Reader: Hashem created Mankind in his image. Man and woman did he create them. But then He took the man and put him in the garden. From the man's rib he created a woman. Is this man the man he first created? What happened to the women that was initially created “In our image?” Also, if Adam and Eve were the original DNA of the later Hebrews who due to Abraham became the first Jews, this line of evolution must have passed through Noah. Was Noah a DNA Jew, or a Jew “in advance?” If so, then if all the earth’s people were destroyed by the flood, the human race that came after had Noah's DNA making all the gentiles biological Jews, or pre-Hebrews. Can you explain?
–Label Goodman
Rabbi: Genesis offers a few accounts of the same Adam and Eve to draw out various lessons. Adam was “made from the earth” but the process is not known: Did he evolve (from prehistoric man), or was he created anew? Human remains date back 300,000 years…longer than Adam who is only 5782 years old.

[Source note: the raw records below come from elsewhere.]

Issue #1414, opened 2022-03-21
[suggest] feature for tracing to already running process


ParkHanbum:
The feature to trace running processes is useful. In particular, it is attractive that it can skip the initialization stage of the program and track only the functions user want. 

I think the function of tracing dynamically executed programs should be developed separately as follows.

1.Injection of shared object file responsible for tracing  function 
feature to load shared objects that enable tracing into processes that are already running (like, libmcount.so).

2. create channel to communicate between shared object to be injected
If it inject shared objects, it is impossible to deliver environmental variables differently than before, so it will have to take a differently. Previously, there was a function to save options in the default.opts file, so I think you should come up with a way to communicate that path.

3. Ability to properly control running threads and perform dynamic patches 
In my opinion, the injection of breakpoint is essential to implement this function. It seems that you need to insert breakpoint into the function you want to patch first, then perform code patching, then release breakpoint and rerun suspended threads.

honggyukim:
Hi @ParkHanbum, it's good to see you back here :)

I can summary your words as follows.
1. Injecting `libmcount.so` to an already running process.
2. Create a communication channel between a target process and uftrace.
3. Modify the target process for full dynamic tracing.

First of all, we already have experimental work for 2 and 3 done by @gpollo and @clementguidi. In #1269, creating a communication channel is already done and applying dynamic patching is done by #1274. It's worth you take a look at those works.

Regarding injecting `libmcount.so`, this attach feature is definitely needed for sure. But I think we better have a more robust interim solution to achieve this long term goal.

What I would like to do is as follows.
1. Provide a way to make an explicit link to `libmcount.so` when a target program is built. (to avoid injection)
2. Ask users to compile the target program with `-fpatchable-function-entry=5` as we support this dynamic tracing as described at https://github.com/namhyung/uftrace/blob/master/doc/uftrace-record.md#patchable-function-entry.
3. When running the program, control the target process with already loaded `libmcount.so` and apply dynamic patching to the patchable entries filled with `NOP` instructions.

The downside of this approach is that it requires users to have special build for this, but it's harmless when running the program in normal scenarios even without uftrace attached because loading `libmcount.so` and having `NOP`s do not affect the normal execution of the target program.

By doing this, we can have a robust and actionable working model. How do you think about this approach?

ParkHanbum:
thank you for welcom @honggyukim  :)
I'm glad to hear that! looks many changes.

I have no objection to your approach. it is good approach if user can be support.
[...]

PR #1526, opened 2022-08-13
record: Do not initialize when libmcount.so is explictly linked

honggyukim:
Currently, libmcount.so library cannot be explictly linked to a binary
because it always initializes many things for uftrace record expecting
uftrace.data directoy is already created by uftrace.

Because of this assumption, it shows an error when a binary has an
explicit link to libmcount.so as follows.
```
  # make sure there is existing uftrace.data directory.
  $ rm -rf uftrace.data

  $ gcc -pg -g -o t-hello tests/s-hello.c -L./libmcount -lmcount
  $ ldd t-hello | grep libmcount
          libmcount.so => /home/honkim01/usr/lib/libmcount.so (0x00007fad4b99e000)

  $ ./t-hello
  mcount: /home/honggyu/work/uftrace/libmcount/record.c:1127:record_proc_maps
   ERROR: cannot open for writing maps file: No such file or directory
```
This patch is to avoid this error by adding UFTRACE_TRACING_ON env
variable to check whether libmcount.so init is invoked with uftrace or
not.  Having this patch, it doesn't show an error and the target binary
can still be traced by uftrace.
```
  $ ./t-hello
  Hello world

  $ uftrace ./t-hello
  Hello world
              [ 40432] | main() {
    13.835 us [ 40432] |   printf();
    17.606 us [ 40432] | } /* main */
```


honggyukim:
This can be a very first step of making uftrace as a tracing library. In the long term, the target program can be recorded without running `uftrace`, but just by linking `libmcount.so`.

namhyung:
I think we need to think how can we enable tracing it later especially with dynamic tracing.

honggyukim:
@namhyung Hmm.. I don’t get what you mean. Could you please explain more about your comment?

namhyung:
Well.. by linking the libmcount.so users might want to use full features of uftrace including dynamic tracing.

honggyukim:
Hmm.. It works find with dynamic tracing with this explicit linking.
```
$ gcc tests/s-abc.c -Wl,--no-as-needed -L./libmcount -lmcount
$ ldd a.out | grep libmcount
        libmcount.so => /home/honggyu/usr/lib/libmcount.so (0x00007fa352746000)

$ uftrace a.out
uftrace: /home/honggyu/work/uftrace/cmds/record.c:1692:check_binary
 ERROR: Can't find 'mcount' symbol in the 'a.out'.
        It seems not to be compiled with -pg or -finstrument-functions flag.
        You can rebuild your program with it or use -P option for dynamic tracing.

$ uftrace -P. -v a.out
      ...
uftrace: libmcount.so is already linked so do not preload it.
      ...
            [ 39937] | main() {
            [ 39937] |   a() {
            [ 39937] |     b() {
            [ 39937] |       c() {
   1.875 us [ 39937] |         getpid();
   5.417 us [ 39937] |       } /* c */
   5.942 us [ 39937] |     } /* b */
   6.378 us [ 39937] |   } /* a */
   7.787 us [ 39937] | } /* main */
```
Do you mean something else? What I meant to make libmcount.so self contained is a future work, not in this PR.

namhyung:
Oh I thought you want to run the program and record data without uftrace.  Actually I don't see why the explicit link is needed in this use case.

honggyukim:
This is a preparation patch for #1414. I mentioned as follows at https://github.com/namhyung/uftrace/issues/1414#issuecomment-1081313032.

> 1. Provide a way to make an explicit link to libmcount.so when a target program is built. (to avoid injection)

This PR makes attaching to a running process much simpler.

namhyung:
I see.  Then it'd work with #1543.

honggyukim:
@namhyung I've just rebased it. Could you please have a look again?

honggyukim:
It shows that when linking `libmcount.so` explicitly with `-pg` option, then it shows the `libmcount.so` in the link list.
```
$ gcc -pg -g -o t-hello tests/s-hello.c -L./libmcount -lmcount
$ ldd t-hello | grep libmcount
        libmcount.so => /home/honggyu/usr/lib/uftrace/libmcount.so (0x00007f228212a000)
```
However, when compiling with `-fpatchable-function-entry` then `libmcount.so` is not shown even if `-lmcount` is added during compilation.
```
$ gcc -fpatchable-function-entry=5 -g -o t-hello tests/s-hello.c -L./libmcount -lmcount
$ ldd t-hello | grep libmcount
(... no libmcount.so found ...)
```
This is because the compiler drops the library by detecting no function is used inside the library in this case. We might have to find a way to force linking `libmcount.so`.

namhyung:
GNU `ld` has `--as-needed` option, and I guess it'd do the job.

namhyung:
I understand it's an easier solution than injecting a library but still don't think it's a better way.  Anyway maybe I can take this later if injection is not feasible.  But it's not an urgent issue and no real use case yet.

Regarding DNA, all mankind descends from Adam and Eve, through Noah and his family. Jews did not exist yet. The “Jew” is a group of descendants of the 12 Tribes obligated in Torah. But the “Jew” is not a different DNA type. The Jew is a human who has Torah obligations. God created a single human race, and from them, He selected a group of monotheists to receive His Torah to teach mankind.